A.        Initial Public Health Response  

Active and enhanced passive surveillance were performed to determine the extent of the outbreak.  A news release was issued by the Cumberland County Health Department on May 14th.  All NC local health departments were notified through the NC Health Alert Network (www.nchan.org) on May 14th, and an Epi-X notification to all US state health departments was released on May 15th.  CCHD established a call line to provide a description of the outbreak to the public and collect information about possible cases.  CCHD and NC DPH staff established daily conference calls to coordinate public health response and communication.  Since several of the initial cases were food workers, CCHD Environmental Health staff immediately organized a training session on food safety for all employees to reinforce elements of the Food Code.  Food employees are defined as “an individual working with unpackaged food, food equipment or utensils, or food-contact surfaces” according to the 2009 FDA Food Code, adopted by reference in the Rules Governing the Food Protection and Sanitation of Food Establishments (15A NCAC 18A 2600).

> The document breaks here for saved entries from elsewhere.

PR #8451, opened 2026-07-02
fix(ui): load current user on dashboard first render

### LINKED ISSUE #8371: [UI] Dashboard does not load current user — admin actions hidden & header shows "User" on first render (OIDC/RBAC)
**Version:** Apicurio Registry 3.3.0 (UI). The same code appears to be present in `main` at the time of writing.
**Component:** UI (`apicurio-registry-ui`)

### Description
With OIDC auth + role-based authorization enabled, landing on the **Dashboard** (`/dashboard`) right after login shows the user as if they were **not** an admin: the Quick Actions panel hides **Create Artifact** and **Settings**, and the user dropdown in the header shows the fallback **"User"** instead of the username. Navigating to any other page (Explore, Search, Global rules, …) and returning to the Dashboard then renders everything correctly (admin actions + username).

### Root cause
`DashboardPage.tsx` does **not** use `PageDataLoader`. `PageDataLoader` is the only component that calls `user.updateCurrentUser()` (→ `GET /apis/registry/v3/users/me`) and **awaits** it before rendering its children. Because the Dashboard skips it, `currentUserInfo` — a **module-level, non-reactive** variable in `useUserService.ts` — stays at its default `{ admin: false, displayName: "" }` on the first render. As a result:
- `isUserAdmin()` returns `false`, so RBAC-gated actions (Create Artifact, Settings) are hidden.
- `AvatarDropdown` renders `user.currentUser().displayName || "User"` → shows **"User"**.

Every other page wraps its content in `PageDataLoader`, so they work. Once any of those pages loads `/users/me`, the module-level variable is populated, and a later re-render (triggered by navigation) makes the Dashboard show the correct state.

### Steps to reproduce
1. Enable OIDC + `apicurio.auth.role-based-authorization=true` (e.g. Azure Entra ID with App Roles in the `roles` claim).
2. Log in as a user that has the admin role (`sr-admin`).
3. Observe `/dashboard` immediately after login → Quick Actions is missing **Create Artifact** / **Settings**, and the header shows **"User"**.
4. Navigate to Explore or Search, then back to the Dashboard → admin actions and the username now appear.

### Expected
The Dashboard reflects the authenticated user's identity and roles on first render (an admin sees Create Artifact / Settings; the header shows the username).

### Actual
The Dashboard renders before `/users/me` resolves, so admin actions are hidden and the header shows "User" until the user navigates to another page and returns.

### Suggested fix
- Wrap `DashboardPage` in `PageDataLoader` (as every other page does) so `updateCurrentUser()` runs and is awaited before render; and/or
- Make `currentUserInfo` reactive (React state/context) so the header and RBAC-gated controls re-render when `/users/me` resolves.

### Relevant files
- `ui/ui-app/src/app/pages/dashboard/DashboardPage.tsx` — missing `PageDataLoader`
- `ui/ui-app/src/services/useUserService.ts` — non-reactive module-level `currentUserInfo`
- `ui/ui-app/src/app/components/header/AvatarDropdown.tsx` — `displayName || "User"`

### Environment
GKE, internal L7 Application Load Balancer, Azure Entra ID (OIDC, v2 tokens), RBAC via Entra App Roles. Deployed via Terraform with separate API and UI containers.

yxshwanth:
## Summary

- Wrap `DashboardPage` in `PageDataLoader` so `GET /users/me` runs before the dashboard renders, matching every other top-level page.
- Replace the module-level `currentUserInfo` variable in `useUserService` with a reactive `UserProvider` (React Context), so the header, `IfAuth`-gated controls, and RBAC checks re-render when user info resolves.

Fixes #8371

## Root cause

`DashboardPage` was the only top-level page that skipped `PageDataLoader`, which is the sole caller of `updateCurrentUser()`. Because user identity was stored in a non-reactive module-level variable, the dashboard and header rendered with default `{ admin: false, displayName: "" }` on first landing after login.

## Test plan

- [x] `npm run lint` passes in `ui/ui-app`
- [x] `npm run build` passes in `ui/ui-app`
- [ ] Log in with OIDC + RBAC enabled as an admin user and land on `/dashboard` — header shows real `displayName`, Quick Actions shows **Create Artifact** and **Settings**
- [ ] Navigate to Explore / Search and confirm header and RBAC-gated tabs still work
- [ ] Confirm no-auth mode still works (RBAC helpers return permissive defaults when auth is disabled)

### DIFF
--- a/ui/ui-app/src/app/MainPageWithAuth.tsx
+++ b/ui/ui-app/src/app/MainPageWithAuth.tsx
@@ -22,6 +22,7 @@ import { RolesPage, SettingsPage } from "./pages";
 import { ConfigService, useConfigService } from "@services/useConfigService.ts";
 import { ApplicationAuth, AuthConfig, AuthConfigContext } from "@apicurio/common-ui-components";
 import { AppNavigation, useAppNavigation } from "@services/useAppNavigation.ts";
+import { UserProvider } from "@services/useUserService.ts";
 
 export type MainPageWithAuthProps = object;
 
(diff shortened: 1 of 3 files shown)


yxshwanth:
Rolling back — closing this PR.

B.        Case Finding and Hypothesis

A case was defined as: A person presenting with onset of nausea, vomiting, abdominal cramps and/or diarrhea, within three days of food or beverage consumption at the Holiday Inn Bordeaux and Conference Center on or after 1 May 2013 OR (secondary case) a person who developed these symptoms after being in close contact with a case as defined above.

  • Confirmed Case: A clinically compatible case with laboratory confirmed salmonellosis matching PFGE outbreak strain
  • Probable Case: A clinically compatible case with no positive laboratory result but epidemiologically linked to the outbreak
  • Exclusion Criteria: A clinically compatible case with Salmonella culture of a PFGE pattern different from the outbreak strain

C.        Clinical Laboratory Investigation

Stool specimens were requested of all case-patients.  Stool culture, Salmonella serotyping and PFGE analysis were conducted on each specimen.  Stool cultures were performed at the North Carolina State Laboratory of Public Health (NC SLPH), and the state laboratories in South Carolina and Louisiana where some cases were residents.  Serotyping and PFGE were performed at state laboratories of public health.  All testing was accomplished in accordance with standard protocol (http://www.cdc.gov/pulsenet/PDF/ecoli-shigella-Salmonella-pfge-protocol-508c.pdf).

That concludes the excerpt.